Monday, October 22, 2012

Various Types Of Clinical Documentation

We know that clinical documentation is very important and should be implemented by all hospitals. Before one begins the process of documentation it is important to know what the various kinds of documentation there is. The following article lists out the different kinds of documentation that is used.
Clinical Documentation could start right from the time a patient reports for clinical examination either for a routine check up or with any specific ailment. The information contained in the documentation, also called the health record, would contain the following details.
• Name, sex, date of birth, residential address and emergency contact telephone number
• Blood type
• Dates of last physical check up and dates and results of previously done tests and screenings
• Brief details of major illnesses. Details of surgeries performed with dates
• Allergies, if any
• List of medicines prescribed and duration of their use
• History of family illnesses
• Chronic diseases if any
• History of any trauma or accident or any unusual symptoms affecting a person's health
Clinical documentation details complete information of the state of health of a person since birth.

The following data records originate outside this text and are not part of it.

PR #1191, opened 2020-12-19
feat: add styles for the block 'read more' links

laurelfulford:
### All Submissions:

This PR adds some styles to the new 'Read More' link added to the Homepage Posts block. It needs to be tested with https://github.com/Automattic/newspack-blocks/pull/656 applied.

Edited to add: I'm still waffling a bit about how opinionated this is, so I'd definitely appreciate feedback on this either way; it's pretty subtle now, but could also be bolded, or have some kind of icon -- like an arrow -- to help it stand out more. 

1. Set your test site to use the default font and colours.
2. Apply this PR to the theme, and https://github.com/Automattic/newspack-blocks/pull/656 to the Newspack Blocks, and run `npm run build` for each. 
3. Add some homepage posts blocks with the Read More link enabled. 
4. View on the front-end and in the editor; confirm that the link is the same colour as the text, and doesn't have an underline unless hovered over. When the block type scale is 4 and higher, the link font size should be slightly smaller; for the type scale 1-3, the link should be the same font size:

image

image

5. Try changing the block text colour and confirm that the link picks it up:

image

6. Try changing the site's custom colours and fonts; confirm they're picked up as expected (with the link picking up the body font, and still the same colour as the text):

image

### Other information:

### DIFF
--- a/newspack-theme/inc/color-patterns.php
+++ b/newspack-theme/inc/color-patterns.php
@@ -481,6 +481,7 @@ function newspack_custom_colors_css() {
 		}
 
 		/* Do not overwrite solid color pullquote or cover links */
+		.block-editor-block-list__layout .block-editor-block-list__block a.more-link,
 		.block-editor-block-list__layout .block-editor-block-list__block .has-text-color a,
 		.block-editor-block-list__layout .block-editor-block-list__block .has-text-color a:hover,
 		.block-editor-block-list__layout .block-editor-block-list__block .wp-block-pullquote.is-style-solid-color a,
--- a/newspack-theme/sass/blocks/_blocks.scss
+++ b/newspack-theme/sass/blocks/_blocks.scss
@@ -179,6 +179,10 @@ p.has-background {
 		max-width: 100%;
 	}
 
+	.more-link + .entry-meta {
+		margin-top: #{0.75 * $size__spacing-unit};
+	}
+
 	article.format-aside {
 		.entry-meta > a,
 		.entry-meta .byline {
--- a/newspack-theme/sass/site/primary/_posts-and-pages.scss
+++ b/newspack-theme/sass/site/primary/_posts-and-pages.scss
@@ -192,19 +192,19 @@ amp-script .cat-links {
 	}
 
 	.more-link {
-		@include link-transition;
-		display: inline;
 		color: inherit;
+		font-size: 0.8em;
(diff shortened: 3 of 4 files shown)


laurelfulford:
Switching this PR to draft more to rework this a bit -- I think it's too opinionated, and after the benefit of some time away, the vertical spacing looks off. Should have an update shortly!

dkoo (changes requested):
Screen Shot 2021-01-05 at 11 14 53 AM

Code looks good to me, and I like the subtler style. My only question is, is it now *too* subtle? I find it hard to tell at a glance that these are links and not regular text since in many cases it looks identical to the excerpt when not in a hover state. If you think that's okay, I'll go ahead and approve, but it seems like a minor accessibility concern to me.

laurelfulford:
> My only question is, is it now too subtle?

😂 this honestly has been bugging me the entire break -- I don't disagree! 

Some other things I tried include:

* An arrow at the end, like "Keep Reading →", which I then started worrying was too "bloggy" or opinionated; you can also add an arrow to the actual text label of the button, so it seemed like "a lot" to put on all sites. 
* Making the link use a different font, but that made it seem to be part of the post meta rather than the excerpt (since it uses the header font -- it's less obvious with the settings on your test site, but when the body is serif and the headers is not, it feels... off). 
* Making it bolded, but that didn't totally read link-like, and competed visually with the post meta. 

I've pushed up an update that adds an underline in 990fc5e; I'd also be happy to re-try the arrow if that doesn't seem bad, or bolding? We're probably to be overriding this with Custom CSS on some sites no matter what, it's definitely better to make sure the default represents best practices!

I put together some screenshots to give better examples of what I'm talking about -- it's also very possible I'm overthinking these:

Underline (current):

image

Arrows:

image

Bold:

image

Header font + bolding:

image

dkoo (approved):
Oh boy, sounds like you've already considered all this and more. I'll go ahead and approve and let you decide which approach you want to go with. The underline looks fine to me, FWIW. 😁

laurelfulford:
Thanks @dkoo! Haha there's no point thinking about something if you can't _over_ think it! 

I think the underline is a good in-between option -- link-y and noticeable compared to how it looked before, but not too much, and easy to override should specific publishers want to see changes (it's just picking up the default link styles, at this point).

PR #1200, opened 2021-01-09
Add option to hide page title

### LINKED ISSUE #1048: Add option to hide page titles
Add an option to a theme to hide a page title on a specific page.

laurelfulford:
### All Submissions:

This PR adds an option to hide the page title on individual pages on the front-end.

Closes #1048.

2. Edit a page; confirm that you have the option to hide the title under Status & Visibility, and that it's off by default.

image

3. Enable 'Hide page title', and click 'Update'.
4. Confirm that the page title is not displaying: 

image

5. Toggle the Hide page title option back on, and confirm that the title displays again. 

### Other information:


newspack-theme/js/src/hide-page-title.js
```diff
@@ -0,0 +1,47 @@
+'use strict';
```
dkoo, line 1: **Not a blocker:** most of this code is repeated from `post-date-updated.js`, right? What if we were to combine both files and nest both toggle controls under `PluginPostStatusInfo`? This would let you enqueue the file in both posts and pages, and manage all the `PluginPostStatusInfo` extensions in one place (in the JS, you would need to use the `getCurrentPostType` selector and conditionally show the options you want for posts vs. pages based on that). 

Totally not necessary if you prefer to keep each option separate, though.

dkoo (changes requested):
I've got one performance improvement suggestion which I think is a good idea to implement, and one organizational suggestion which is more of a suggestion but not a blocker if you don't like it.

Also wanted to confirm, did you mean to intentionally leave the `h1` title element in the markup, but hidden with CSS for SEO purposes? Because we could also just not show the title at all in the markup if the "hide title" option is enabled.

newspack-theme/functions.php
```diff
@@ -441,6 +441,11 @@ function newspack_enqueue_scripts() {
 			wp_set_script_translations( 'newspack-post-date-updated', 'newspack', get_parent_theme_file_path( '/languages' ) );
 		}
 	}
+
+	if ( 'page' === get_current_screen()->post_type ) {
```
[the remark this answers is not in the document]
laurelfulford: Thanks Derrick! I like this approach; I've updated this section in e42768e.

newspack-theme/js/src/hide-page-title.js
laurelfulford: I've made this update in e18a52e (along with some CSS tweaks); it's quite possible I've made it more convoluted than necessary, so just let me know if it could use some adjustments! :)

laurelfulford:
Thanks Derrick! This should be ready for another look through.

> Also wanted to confirm, did you mean to intentionally leave the h1 title element in the markup, but hidden with CSS for SEO purposes? Because we could also just not show the title at all in the markup if the "hide title" option is enabled.

I honestly wasn't really thinking when I did that! I think in most cases it's probably best to remove the title entirely (assuming it'll be replaced with whatever blocks are replacing the title), so I've made that update!

newspack-theme/js/src/hide-page-title.js
dkoo: It's hard to explain what I was thinking, so I pushed my suggestions related to the above in 060c81a. Feel free to revert if you don't want these changes! But this is what I was thinking:

* I like how you localized the post types that should show each toggle option. That makes it much more future proof. I turned those items into arrays so if we wanted, we could add more post types in the future.
* For the JS, I handled both toggles in a single sidebar plugin component. I think this way it's clear when each option should be displayed, and it also makes it easier if we have more custom options to add in the future.
* I tweaked some logic around the Updated date so that if `newspack_should_display_updated_date()` is false, we just don't render that second time string at all (instead of hiding it with CSS). This matches the new treatment of hiding the title.

Let me know your thoughts—if these changes look good and work for you, I'll approve!

dkoo (changes requested):
I like the new changes! Pushed some suggestions which aren't strictly blockers, so if you want to move ahead without them, we can revert those and merge.

laurelfulford:
Hey @dkoo! I think that looks great -- much more concise, and more "ready" for expanding if needed for different post types :) I didn't spot any issues in my testing with either the date or page title options 👍

dkoo (approved):

dkoo:
Thanks for testing! I'll give my approval but it's probably a good idea to have someone else look too. @adekbadek, can you review?

adekbadek (approved):
👌

laurelfulford:
Thanks Adam!

PR #1203, opened 2021-01-12
Fix editor width issue

adekbadek:
### All Submissions:

Partial fix of https://github.com/Automattic/newspack-blocks/issues/666. This fix will make the sidebar less clipped, but there is still clipping caused by the editor itself, reported here: https://github.com/WordPress/gutenberg/issues/28140

1. Observe https://github.com/Automattic/newspack-blocks/issues/666 is not reproducible

### Other information:

### DIFF
--- a/newspack-theme/sass/style-editor-base.scss
+++ b/newspack-theme/sass/style-editor-base.scss
@@ -8,12 +8,6 @@ body {
 	background-color: $color__background-body;
 }
 
-/** === Content Width === */
-
-.wp-block {
-	max-width: 810px; // 780px + 30px to offset padding
-}
-
 /** === Base Typography === */
 
 // stylelint-disable-next-line no-duplicate-selectors


laurelfulford (changes requested):
Unfortunately it looks like removing the `max-width` changes how wide the blocks preview in the editor.

Here is the one-column template before:

image

And after -- rather than using the theme's max-width of 810px, it's falling back to the editor's default max-width of 580px:

image

This update doesn't affect the 'wide' template, which has a max-width set [here](https://github.com/Automattic/newspack-theme/blob/master/newspack-theme/sass/style-editor-overrides.scss#L36), but if we remove that we get the same kind of preview issue:

With max-width: 

image

Without max-width:

image

**Note:** I was only able to reproduce this issue locally by deactivating Jetpack, which seems like a red herring because it's active on other sites where people are seeing this issue. So if the above doesn't mesh with anyone else's experience, it could have to do with that. 

It also only seems to affect some blocks -- heading blocks, for example, treat the max-width like the actual width, but for me the columns block seems to scale down as expected.

adekbadek:
Connecting Jetpack seems to solve the issue. It also appears that the issue in the editor, no our code (https://github.com/WordPress/gutenberg/issues/28140, https://github.com/WordPress/gutenberg/issues/27622), so I'm going to close this now.

PR #1205, opened 2021-01-12
Comments: Add optional space for a comment policy 

### LINKED ISSUE #1102: Commenting policy option
Some publishers have a commenting policy or rules for commenters to follow to help foster a respectful community of commenters and help make engaging a positive experience. To do this, the rules/policy need to be clear to commenters.

A space at the top of the commenting section where the publisher can add a notice, of their choosing, that can contain a link to their commenting policy/rules.

There doesn't appear to be a suitable plugin out there that will enable this. I considered the WP Comments Fields Manager plugin but it appears to be broken and failing to generate it's output, as well as not being updated in a while.

**Additional context**
We have one publisher looking for this, but there have been noises along these lines as folks try to better manage their online community.

laurelfulford:
### All Submissions:

This PR adds the ability to add a comment policy above the WordPress comment form. 

Closes #1102

2. Navigate to Customize > Comment Settings
3. Confirm that you now have a checkbox to display the Comment Policy, and a text field below that for the actual policy text: 
4. 
image

4. Enable the checkbox, and add some text to the Comment Policy field, including some simple HTML (like bolding and links).
5. Click Update.
6. Navigate to a post with comments open, and confirm that your text is appearing between the Comment Form title and fields:

image

7. Navigate back to the customizer and uncheck the option to display the comment policy.
8. Confirm that the comment policy is now hidden. 

### Other information:

### DIFF
--- a/newspack-theme/inc/template-tags.php
+++ b/newspack-theme/inc/template-tags.php
@@ -380,9 +380,10 @@ if ( ! function_exists( 'newspack_comment_form' ) ) :
 			);
 
 			$comment_policy = get_theme_mod( 'comment_policy', '' );
+			$display_policy = get_theme_mod( 'display_comment_policy', false );
 
 			// Check if there's a comment policy set in the Customizer.
-			if ( '' !== $comment_policy ) {
+			if ( $display_policy && '' !== $comment_policy ) {
 				$comment_attributes['title_reply_before'] = '<span class="comment-policy">' . wp_kses_post( $comment_policy ) . '</span>';
 			}
 
--- a/newspack-theme/inc/template-tags.php
+++ b/newspack-theme/inc/template-tags.php
@@ -384,7 +384,7 @@ if ( ! function_exists( 'newspack_comment_form' ) ) :
 
 			// Check if there's a comment policy set in the Customizer.
 			if ( $display_policy && '' !== $comment_policy ) {
-				$comment_attributes['title_reply_before'] = '<span class="comment-policy">' . wp_kses_post( $comment_policy ) . '</span>';
+				$comment_attributes['title_reply_before'] = '<div class="comment-policy">' . wp_kses_post( $comment_policy ) . '</div>';
 			}
 
 			comment_form( $comment_attributes );
--- a/newspack-theme/inc/template-tags.php
+++ b/newspack-theme/inc/template-tags.php
@@ -383,7 +383,7 @@ if ( ! function_exists( 'newspack_comment_form' ) ) :
 			$display_policy = get_theme_mod( 'display_comment_policy', false );
 
 			// Check if there's a comment policy set in the Customizer.
-			if ( $display_policy && '' !== $comment_policy ) {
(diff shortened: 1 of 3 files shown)


newspack-theme/inc/template-tags.php
```diff
@@ -374,12 +374,20 @@ function newspack_post_thumbnail() {
...
+			$comment_attributes = array(
+				'logged_in_as' => null,
+				'title_reply'  => null,
 			);
+
+			$comment_policy = get_theme_mod( 'comment_policy', '' );
+			$display_policy = get_theme_mod( 'display_comment_policy', false );
+
+			// Check if there's a comment policy set in the Customizer.
+			if ( $display_policy && '' !== $comment_policy ) {
```
dkoo, line 386: This will guard against if there's only whitespace in the Comment Policy field:

```suggestion
			if ( $display_policy && '' !== trim( $comment_policy ) ) {
```

newspack-theme/inc/template-tags.php
```diff
@@ -374,12 +374,20 @@ function newspack_post_thumbnail() {
...
+				$comment_attributes['title_reply_before'] = '<div class="comment-policy">' . wp_kses_post( $comment_policy ) . '</div>';
```
dkoo, line 387: This will guard against invalid HTML being entered into the Comment Policy field (source: I entered some by accident 😅):
```suggestion
				$comment_attributes['title_reply_before'] = '<div class="comment-policy">' . wp_kses_post( force_balance_tags( $comment_policy ) ) . '</div>';
```

dkoo (changes requested):
This works great, I just have two small suggestions to guard against bad user input.

newspack-theme/inc/template-tags.php
dkoo: Actually, I think this would be better implemented as part of a custom sanitize callback [here](https://github.com/Automattic/newspack-theme/pull/1205/files#diff-83cc0878126972a709ebefafd5bd74d757c79f98b7309fcc0bbe8845678dc656R954), where you could create a function that runs the input through `wp_kses_post( force_balance_tags( $input ) )`. This way `force_balance_tags` doesn't have to be run on every front-end page load. What do you think?

newspack-theme/inc/template-tags.php
laurelfulford: Oh good call! This has been added in c5829e2.

newspack-theme/inc/template-tags.php
laurelfulford: Great catch! I think you just saved me from troubleshooting exploded HTML in the future! I went with the custom sanitation function, added in c5829e2.

laurelfulford:
Thanks @dkoo! I've updated the PR with your feedback - just let me know if it needs anything else!

dkoo (approved):
Looks great—thanks for the updates!

laurelfulford:
Thanks @dkoo!

laurelfulford:
Documentation added here: https://newspack.pub/support/themes/comments/#comment-policy

PR #1208, opened 2021-01-13
feat: add a sticky ad slot to the Advertising wizard

### LINKED ISSUE #1199: Ads: Add a new "sticky ad" global placement
Some publishers want to be able to run sticky ads as they have very high viewability and as such can be very lucrative. At the moment, other than using an unsupported plugin to add arbitrary Javascript, there's no way to add stick ads to a Newspack site.

Under Newspack > Advertising > Global Settings there should be a new pre-defined ad placement. This would work in the same was as other ad placements, allowing the selection of an ad provider/unit to be inserted into the spot.

The advert should be rendered as a sticky element at the bottom of the screen, and show in all devices widths.

The theme may want to provide default styles for the sticky ad (such as the close button).

**Additional context**
AMP [explicitly supports sticky ads](https://amp.dev/documentation/components/amp-sticky-ad/), so there should be no concerns with AMP compatibility

dkoo:
### All Submissions:

Make sure to test alongside https://github.com/Automattic/newspack-plugin/pull/812.

Closes #1199.

Follow testing instructions in https://github.com/Automattic/newspack-plugin/pull/812.

### Other information:

### DIFF
--- a/newspack-theme/sass/plugins/newspack-ads.scss
+++ b/newspack-theme/sass/plugins/newspack-ads.scss
@@ -20,12 +20,14 @@
 		box-shadow: 0 0 5px 0 rgba( 0, 0, 0, 0.2 );
 		bottom: 0;
 		display: none;
+		max-height: 100px;
+		overflow-y: hidden;
 		position: fixed;
 		width: 100%;
 		z-index: 1;
 
 		&.active {
-			display: block;
+			display: flex;
 		}
 
 		button {
@@ -58,6 +60,10 @@
 .newspack_amp_sticky_ad {
 	* {
 		margin: auto;
+	}
+
+	.amp-sticky-ad-top-padding {
+		display: none;
 	}
 
 	button,
--- a/newspack-theme/sass/plugins/newspack-ads.scss
+++ b/newspack-theme/sass/plugins/newspack-ads.scss
@@ -19,9 +19,14 @@
 		background-color: $color__background-body;
 		box-shadow: 0 0 5px 0 rgba( 0, 0, 0, 0.2 );
 		bottom: 0;
+		display: none;
 		position: fixed;
 		width: 100%;
 		z-index: 1;
+
+		&.active {
+			display: block;
+		}
 
 		button {
 			align-items: center;
--- a/newspack-theme/sass/plugins/newspack-ads.scss
+++ b/newspack-theme/sass/plugins/newspack-ads.scss
@@ -14,6 +14,67 @@
 	&.global_above_header {
 		background-color: $color__background-pre;
 	}
+
+	&.sticky {
+		background-color: $color__background-body;
+		box-shadow: 0 0 5px 0 rgba( 0, 0, 0, 0.2 );
+		bottom: 0;
+		position: fixed;
+		width: 100%;
+		z-index: 1;
+
+		button {
+			align-items: center;
+			background-color: $color__background-body;
+			border-radius: 0.75rem 0 0 0;
+			box-shadow: 0 -1px 1px 0 rgba( 0, 0, 0, 0.2 );
+			color: $color__text-main;
+			display: flex;
+			font-size: 1.25rem;
+			height: 1.75rem;
+			justify-content: center;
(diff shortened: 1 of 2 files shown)


laurelfulford (changes requested):
Overall this is looking good, @dkoo, and working as described!

In my testing, I spotted a couple inconsistencies between the AMP and non-AMP versions - nothing major though:

**When AMP is disabled:**

* The sticky ad location is scaled up to fit taller ads:

image

* The ads are not centered: 

image

**When AMP is enabled:**

* The sticky space is not scaled up to fit taller ads (I don't thing we want to encourage very tall ads in this location, but I'm not sure what the intended behaviour should be):

image

* There is a bit of space above the ad, that doesn't appear when AMP is disabled, and seems unbalanced, since it's only at the top. It's coming from a separate element, `amp-sticky-ad-top-padding`, so might be mandatory, I'm not sure. If yes, it might be nice to add it to the bottom, just to balance it out a bit. 

image

Otherwise, things worked as expected, and displayed consistently across different browsers.

dkoo:
> The sticky space is not scaled up to fit taller ads (I don't thing we want to encourage very tall ads in this location, but I'm not sure what the intended behaviour should be):

I can answer this one! `amp-sticky-ad` has a max-height of 100px, per the [specs](https://amp.dev/documentation/components/amp-sticky-ad/). If we want to maintain parity across AMP vs. non-AMP, we can enforce this max height for non-AMP, too—should we?

laurelfulford:
> If we want to maintain parity across AMP vs. non-AMP, we can enforce this max height for non-AMP, too—should we?

Ah, that makes sense! 

My vote would be to add a max-height for the non-AMP version too -- that way they'll behave consistently, and we can use it as a way to discourage adding a huuuuge ad there, too :)

dkoo:
> The ads are not centered

Doh, the container needs `display: flex`, not `block`. Fixed in 644f93b.

> There is a bit of space above the ad, that doesn't appear when AMP is disabled, and seems unbalanced, since it's only at the top. It's coming from a separate element, amp-sticky-ad-top-padding, so might be mandatory, I'm not sure. If yes, it might be nice to add it to the bottom, just to balance it out a bit.

This is coming from the `amp-sticky-ad` element, but it looks like we can hide it using CSS. I've removed it so there's no padding either above or below the creative in both AMP and non-AMP. (Also 644f93b)

> My vote would be to add a max-height for the non-AMP version too -- that way they'll behave consistently, and we can use it as a way to discourage adding a huuuuge ad there, too :)

Done! 644f93b again.

newspack-theme/sass/plugins/newspack-ads.scss
```diff
@@ -14,6 +14,78 @@
...
+			top: -1.75rem;
+			width: 1.75rem;
+
+			&::before {
+				content: '×';
+			}
+		}
+
+		> * {
+			margin: 0;
```
laurelfulford, line 55: This is getting into super nitpicky territory since this space is not intended for tall ads, but the max-height on the non-AMP ads is making it possible to create an ad that can never be dismissed -- it's pushing the X out of view as well as keeping the ad contained:

image

If you remove the `overflow-y` and `max-height` from `.sticky` and move the max-height here, it makes sure the too-tall add is contained without pushing the X out of sight: 

```suggestion
			margin: 0;
			max-height: 100px;
```

image

laurelfulford (changes requested):
Thanks @dkoo! Everything looks good -- just added one more nitpicky thing around the too-tall ads behaviour. If it's not as easy to fix as I assumed, I don't think it's a blocker -- just a weird thing that would happen if you did accidentally assign a tall ad to this spot :)

newspack-theme/sass/plugins/newspack-ads.scss
dkoo: Ah, good suggestion—this works as you describe. Updated in 87af381.

laurelfulford (approved):
Thanks Derrick! Looks good 🚢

It records major and minor illnesses and also growth landmark. It often gives a clue to the present diseases of a person; following details included in the history would make this point clear.
• Surgery history - it would contain operative reports and details of any surgery performed.
• Obstetrics history - would give history of past pregnancies and any clinical findings for them.
Medicinal or food allergies -
• Family history - health status of near relations, common diseases in the family
• Social history - patient's behavior during a major illness and occupation
• Habits - addiction if any, physical habits, exercise and diet and also sexual habits
• History of immunization
• Developmental history - this is important for children and teenagers. Many social stresses, economic factors and diseases affect growth. Developmental history records such cases.
As part of clinical documentation, results of individual checkups by a physician or assistant physician or a nurse are recorded. Clinical documentation, in case of hospital admission or consultation by a medical specialist, could be exhaustive. Shorter forms may be necessary to record observations in a routine visit.
Details in clinical documentation in such cases could contain:
• Present illness history
• Physical examination including body temperature, respiratory rate, blood pressure, heartbeat, muscle power, urine output, etc
• Diagnosis of present illness
• Prescriptions and instructions to other health team members
When a patient is hospitalized, all test results like blood and urine test and all special tests are recorded. Radiological examinations, pathological tests, endoscopy, CT scans, etc are included. All these form a part of clinical documentation. Documentation plays a very important role as it contains the entire medical history of a patient. It provides invaluable insight into a person's condition and helps in simplifying treatment.